Approximating different functions

[kent davidge]

I have a question regarding different functions. Suppose we have two functions $f$ and $f'$ with same domain, but different codomains.

Consider that $f': x' \mapsto f'(x')$ and $f: x \mapsto f(x)$. If $x' = x + \sigma$, with $|\sigma| << 1$, can we say that $f'(x') \approx f(x')$?

 

[fresh_42]

No. Not in this generality. Let's say $f(x)=x^{-2}\; , \;f\,'(x)=x^{-1}$. Then we have $x'=-{10}^{-n}=x+\sigma = {10}^{-n}-2\cdot {10}^{-n}$ and $|\sigma|=|2\cdot {10}^{-n}| << 1$ but $-{10}^{n} =f\,'(x') \not \approx {10}^{2n}=f(x')$.

 

[Mark44]

I have a question regarding different functions. Suppose we have two functions $f$ and $f'$ with same domain, but different codomains.
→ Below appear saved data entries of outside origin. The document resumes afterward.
Issue #590, opened 2024-10-01
[Feature]: Bootstrapping distributed key generation


djordon:
# Feature - Bootstrapping distributed key generation

## 1. Description

When the signer binary starts up, they need to do a few things before they can do their main task of bridging BTC into sBTC (and vice-verse):
1. Discover other sBTC signers and connect to them.
2. Decide when to run distributed key generation (DKG), and actually run it.
3. Construct and broadcast a `rotate-keys-wrapper` contract call to the Stacks network.

For (1) the discovery can be done by hard-coding a list of signers addresses. For (2), we can have a simple rule for first running DKG: have the coordinator start running DKG when connected to all seed nodes and there has never been DKG run before.

The only tricky part is (3). I see two options:
1. We manually construct and broadcast the `rotate-keys-wrapper` contract call transaction ourselves. This would mean that we also manually deploy the smart contracts as well, which is easy. The "difficult" part is making sure the signers *know about the contract call*.
2. The only other way is to have the signers construct and broadcast all `rotate-keys-wrapper` contract calls, including the first one. The "difficult" part here is that it implies that the signers deploy the smart contracts too. Making sure the signers know about the contract call is easy this route.

My best guess is that (1) is easier than (2), but I'm not sure. We have a lot of the code for (2) already, including for deploying the smart contracts.

### 2.1 Acceptance Criteria:
   - [ ] ~We've aligned on a plan for parts 1-3 of bootstrapping DKG.~ Aligning on the plan shouldn't happen in this ticket. One approach is described in https://github.com/stacks-network/sbtc/issues/665, and we'll align on the approach there.
   - [ ] We have code in the signer to bootstrap DKG and start processing requests.
   - [x] https://github.com/stacks-network/sbtc/issues/651
   - [x] https://github.com/stacks-network/sbtc/issues/652

## 3. Related Issues and Pull Requests (optional):

* There is also https://github.com/stacks-network/sbtc/issues/653, which kind of touches on (3).

PR #632, opened 2024-10-08
feat: bootstrapping distributed key generation (stale)

djordon:
## Description

Closes https://github.com/stacks-network/sbtc/issues/590

## Changes

* Run DKG is we need to
* Expect the public keys of the signers in the config. Not sure if this one will last.

There are still some things that need to be done, 
1. Submitting the rotate-keys transaction. Though I'm not entirely sure that we want to do that.
2. Change the code to fallback on using the `dkg_shares` table for the current aggregate key if there is no `rotate_keys_transaction` in the database.

## Testing Information

This also needs tests.

## Checklist:


signer/src/transaction_coordinator.rs
```diff
@@ -169,6 +177,12 @@ where
             .await?
             .ok_or(Error::NoChainTip)?;
 
+        if self.needs_dkg(&bitcoin_chain_tip).await? == DkgState::NeedsDkg {
+            // This function returns the new DKG aggregate key. That
+            // aggregate key is different from aggregate key of the signers.
```
matteojug, line 182: qq: just to be clear on the notation, the `aggregate key of the signers` is the stacks multisig principal?

signer/src/transaction_coordinator.rs
```diff
@@ -392,15 +440,33 @@ where
...
                 None => continue,
-                Some(_) => return Err(Error::UnexpectedOperationResult),
             }
         }
     }
 
+    /// Check whether or not we need to run DKG
+    /// 
+    /// This function checks for the existence of a
+    /// [`RotateKeysTransaction`] in the database, and one does not exist
```
cylewitruk, line 452:
```suggestion
    /// Check whether or not we need to run DKG
    /// 
    /// This function first checks for the existence of a
    /// [`RotateKeysTransaction`] row in the database. If one exists, then DKG
    /// has already been completed.
    ///
    /// If not, it then proceeds to check for DKG shares in the database for
    /// the current signer aggregate key. If DKG shares exist but there is no
    /// [`RotateKeysTransaction`] then one needs to be created, otherwise if
    /// no shares exist then DKG needs to be run.
```

signer/src/transaction_coordinator.rs
```diff
@@ -169,6 +177,12 @@ where
             .await?
             .ok_or(Error::NoChainTip)?;
 
+        if self.needs_dkg(&bitcoin_chain_tip).await? == DkgState::NeedsDkg {
```
matteojug, line 180: Since this is not guarded by some `self.is_coordinator` condition, do we risk to have concurrent DKGs?

signer/src/transaction_coordinator.rs
```diff
@@ -553,6 +619,15 @@ where
         PublicKey::from_private_key(&self.private_key)
     }
 
+    /// This function provides a deterministic 32-byte identifier for the
+    /// signer. This should probably deterministically too.
```
cylewitruk, line 623: "This should probably deterministically too" ... ? :laughing:

cylewitruk (commented):
Looks good, assuming that the actual logic in `wsts_state_machine` and `wsts` is correct :)

signer/src/transaction_coordinator.rs
```diff
@@ -326,45 +340,79 @@ where
...
     }
 
-    #[tracing::instrument(skip(self))]
-    async fn relay_messages_to_wsts_state_machine_until_signature_created(
+    #[tracing::instrument(skip_all)]
+    async fn coordinate_dkg(
+        &mut self,
+        chain_tip: &model::BitcoinBlockHash,
+    ) -> Result<PublicKey, Error> {
+        let mut state_machine = CoordinatorStateMachine::new([], self.threshold, self.private_key);
```
matteojug, line 377: sanity check: is the `[ ]` just a wip thing?

signer/src/transaction_coordinator.rs
matteojug, line 623: nit: `This should probably deterministically too` I guess a word is missing somewhere, or is a repetition of the `deterministic` above

signer/src/config/default.toml
```diff
@@ -132,6 +132,17 @@ deployer = "SN2V7WTJ7BHR03MPHZ1C9A9ZR6NZGR4WM8HT4V67Y"
 # Environment: SIGNER_SIGNER__DB_ENDPOINT
 db_endpoint = "postgresql://postgres:postgres@localhost:5432/signer"
 
+# The public keys of known signers who are approved to be in the signer
+# set.
+# The signer database endpoint (pgsql connection string)
```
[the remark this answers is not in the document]
djordon: lol, 🙏🏽 thank you

signer/src/transaction_coordinator.rs
djordon: perfect, yeah I forgot to update this.

signer/src/transaction_coordinator.rs
djordon: lol will update.

signer/src/transaction_coordinator.rs
djordon: Well not exactly. The stacks multi-sig principal is formed differently. It does not use the aggregate key of the public keys embedded in the address. I added this line here because I wanted to be clear that this will be different from the aggregate key of the signers, even though we associate it with the signers' public keys.

signer/src/transaction_coordinator.rs
djordon: Oh, I just forgot to add that in.

signer/src/transaction_coordinator.rs
djordon: yeah, forgot to change that.

signer/src/transaction_coordinator.rs
djordon: lol yeah typo.

signer/src/transaction_coordinator.rs
```diff
@@ -326,45 +340,79 @@ where
...
 
-        tokio::time::timeout(max_duration, run_signing_round)
+        let operation_result = tokio::time::timeout(max_duration, run_signing_round)
             .await
-            .map_err(|_| Error::CoordinatorTimeout(self.signing_round_max_duration.as_secs()))?
+            .map_err(|_| Error::CoordinatorTimeout(max_duration.as_secs()))??;
+
+        match operation_result {
+            WstsOperationResult::SignTaproot(signature) => Ok(signature),
+            _ => Err(Error::UnexpectedOperationResult),
```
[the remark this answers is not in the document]
djordon: I think so. But this was what was here before.

djordon:
This has been superseded by https://github.com/stacks-network/sbtc/pull/662 and https://github.com/stacks-network/sbtc/pull/655.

Consider that $f': x' \mapsto f'(x')$ and $f: x \mapsto f(x)$. If $x' = x + \sigma$, with $|\sigma| << 1$, can we say that $f'(x') \approx f(x')$?

If you have two different functions, why not call them f and g? Or $f_1$ and $f_2$? Your notation $f'(x')$ looks like we're evaluating the derivative of f at a number x'.

 

[kent davidge]

If you have two different functions, why not call them f and g? Or $f_1$ and $f_2$? Your notation $f'(x')$ looks like we're evaluating the derivative of f at a number x'.

Yea, I agree. Coincidentally I was going to write them down as $f$ and $g$ in the opening post, but I used the more abstract notation.